I release this code under the GPLv2. So send me some changes if you make any. =)


Example Output:
Code:
sludge@ttzztt:/$ ~/scripts/viddupes3.pl
Cleaning up directories...
Rendering 1000 frame(s), skipping the first 300. (700 end result)
/mnt/Seagate/akira.the.dog.wmv
/mnt/Seagate/akira.the.dog.mp4
/mnt/Seagate/meowser.the.cat.wmv
/mnt/Seagate/meowser.the.cat.avi
Calculating hash table...
Here come the delicious dupes:
/mnt/Seagate/akira.the.dog.wmv.count
        63.14% match with /mnt/Seagate/akira.the.dog.mp4

/mnt/Seagate/meowser.the.cat.wmv.count
        63.29% match with  /mnt/Seagate/meowser.the.cat.avi
akira.the.dog.mp4 is about a 200meg mp4 640x480
akira.the.dog.wmv is about 30 megs and is about half that rez.
similar type of thing with the other cat files.

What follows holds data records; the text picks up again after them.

PR #422, opened 2025-09-08
Support multi provider configuration of AI backends via xds

jmcguire98:
Adds support for providing multiple providers for a single AI backend via XDS. Needed for https://github.com/kgateway-dev/kgateway/issues/11848

### DIFF
--- a/crates/agentgateway/proto/resource.proto
+++ b/crates/agentgateway/proto/resource.proto
@@ -534,14 +534,18 @@ message AIBackend {
     google.protobuf.StringValue guardrail_identifier = 3;
     google.protobuf.StringValue guardrail_version = 4;
   }
-  oneof provider {
-    OpenAI openai = 2;
-    Gemini gemini = 3;
-    Vertex vertex = 4;
-    Anthropic anthropic = 5;
-    Bedrock bedrock = 6;
+  message Provider {
+    Override override = 1;
+    oneof provider {
+      OpenAI openai = 2;
+      Gemini gemini = 3;
+      Vertex vertex = 4;
+      Anthropic anthropic = 5;
+      Bedrock bedrock = 6;
+    }
   }
-  google.protobuf.StringValue path_override = 7;
+  repeated Provider providers = 2;
+  google.protobuf.StringValue path_override = 3;
 }
 
 message MCPBackend {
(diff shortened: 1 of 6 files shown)


crates/agentgateway/proto/resource.proto
```diff
@@ -534,14 +534,19 @@ message AIBackend {
...
+    Override override = 2;
+    google.protobuf.StringValue path_override = 3;
+    oneof provider {
+      OpenAI openai = 4;
+      Gemini gemini = 5;
+      Vertex vertex = 6;
+      Anthropic anthropic = 7;
+      Bedrock bedrock = 8;
+    }
+  }
```
howardjohn, line 547: this proto renumbering will introduce a hard breaking change for kgateway compatibility. I guess we don't care until kgateway v2. 1.0?

crates/agentgateway/proto/resource.proto
```diff
@@ -534,14 +534,19 @@ message AIBackend {
...
-    Gemini gemini = 3;
-    Vertex vertex = 4;
-    Anthropic anthropic = 5;
-    Bedrock bedrock = 6;
-  }
-  google.protobuf.StringValue path_override = 7;
+  message Provider {
+    string name = 1;
+    Override override = 2;
+    google.protobuf.StringValue path_override = 3;
```
howardjohn, line 539: if we are making breaking changes we should rename override to host_override maybe for consistency

crates/agentgateway/proto/resource.proto
```diff
@@ -534,14 +534,19 @@ message AIBackend {
...
+    oneof provider {
+      OpenAI openai = 4;
+      Gemini gemini = 5;
+      Vertex vertex = 6;
+      Anthropic anthropic = 7;
+      Bedrock bedrock = 8;
+    }
+  }
+  repeated Provider providers = 2;
```
howardjohn: we need a double nested list to match the kgateway API

like

`[[a, b],[c]]` means to treat a and b equally and spillover to c

agentgateway supports this

crates/agentgateway/proto/resource.proto
jmcguire98: My thought was that we don't care until we release. @npolshakova @shashankram @PetrMc  Any thoughts?

shashankram: kgw-agw xDS version compat is not a concern right now. We need to ensure the API changes are not intended for just short term usage

npolshakova: I agree, from kgateway's perspective, it's fine to make changes to this until v2.1.0 goes out

npolshakova (approved):

howardjohn (approved):

PR #425, opened 2025-09-09
llm/request: make model an optional value when set on provider

shashankram:
When provider model is set, treat the model in the request as optional.
If both provider and request don't set the model, return an error.
To achieve this, we use a forked CreateChatCompletionRequest which
differs only in the `model` field which is an Option in `Request`.


crates/agentgateway/src/llm/universal.rs
```diff
@@ -16,12 +16,73 @@ pub use async_openai::types::{
...
+	CompletionUsage as Usage, CreateChatCompletionResponse as Response,
+	CreateChatCompletionStreamResponse as StreamResponse, FinishReason, FunctionCall, Role,
 };
 use async_openai::types::{CreateChatCompletionRequest, Stop};
-use serde::{Deserialize, Serialize};
+use serde::{Deserialize, Serialize, de::IntoDeserializer};
+
+#[derive(Debug, Serialize)]
+pub struct Request {
+	// custom fields like model go before sdk so that the sdk type wins during serialization (last field wins).
```
npolshakova: So does this mean the model provided in request wins over the model specified in config?  
```
❯ curl localhost:8080/openai -H content-type:application/json -v -d '{
  "model": "gpt-3.5-turbo",
  "messages": [
    {
      "role": "user",
      "content": "List five examples email addresses for an engineer called Nina I can use for testing."
    }
  ]}'
```

crates/agentgateway/src/llm/universal.rs
```diff
@@ -16,12 +16,73 @@ pub use async_openai::types::{
...
-	FinishReason, FunctionCall, Role,
+	CompletionUsage as Usage, CreateChatCompletionResponse as Response,
+	CreateChatCompletionStreamResponse as StreamResponse, FinishReason, FunctionCall, Role,
 };
 use async_openai::types::{CreateChatCompletionRequest, Stop};
-use serde::{Deserialize, Serialize};
+use serde::{Deserialize, Serialize, de::IntoDeserializer};
+
+#[derive(Debug, Serialize)]
+pub struct Request {
```
npolshakova, line 36: Do we want to call this "Request"? Maybe `WrappedChatCompletionRequest`? (Or something else that clarifies it's for CreateChatCompletionRequest)

shashankram: This is fine. It is the universal Request type referenced elsewhere, so I don't see a reason to rename it

crates/agentgateway/src/llm/universal.rs
shashankram: No. the provider model always wins. This comments pertains to (de)serialization and doesn't determine who wins. It merely makes the model in the request optional during JSON deserialization

howardjohn:
I wonder if we just want to copy all the fields from the openai struct into our own "Request" and then make model `#[default("")]` ?

then we don't have double deserualization (maybe slow), two model fields (maybe error prone), or nested under sdk (moderately annoying)?

shashankram:
> I wonder if we just want to copy all the fields from the openai struct into our own "Request" and then make model `#[default("")]` ?
> 
> then we don't have double deserualization (maybe slow), two model fields (maybe error prone), or nested under sdk (moderately annoying)?

There are a ton of fields on CreateChatCompletionRequest and it will be a maintenance hassle to keep them in sync as the API evolves. I like the existing pattern if `model` is among the few fields that we need to customize. The code guarantees the model fields are in sync, with the custom field not being public.

howardjohn:
> > I wonder if we just want to copy all the fields from the openai struct into our own "Request" and then make model `#[default("")]` ?
> > then we don't have double deserualization (maybe slow), two model fields (maybe error prone), or nested under sdk (moderately annoying)?
> 
> There are a ton of fields on CreateChatCompletionRequest and it will be a maintenance hassle to keep them in sync as the API evolves. I like the existing pattern if `model` is among the few fields that we need to customize. The code guarantees the model fields are in sync, with the custom field not being public.

There are but rust can guarantee we do not miss any at compiled time unlike Go.

ex:
```rust
let OpenAIReq { a, b, c} = req;
OurReq{ a, b, c}
```

If the OpenAI side brings a new field, it will fail to compile and we can just add the field pretty easily.

I am mostly worried about the runtime overhead of double unmarshalling

shashankram:
@howardjohn I updated this to use a forked type

howardjohn (approved):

This code could use a bit of cleanup, but I'm a nerd, and wanted to share it somewhere. CHECK MY CODE COMMENTS BEFORE YOU RUN THIS.

Code:
#!/usr/bin/perl
use File::Path;

my $ofh = select STDOUT; #Make stdout hot
$| = 1;
select STDOUT;

$getimages = 1000; #render out 1000 images
$deletefirst = 300; #delete the first 300
$totalimages = $getimages - $deletefirst; 
$minmatch = 2; #might use this later (not used now)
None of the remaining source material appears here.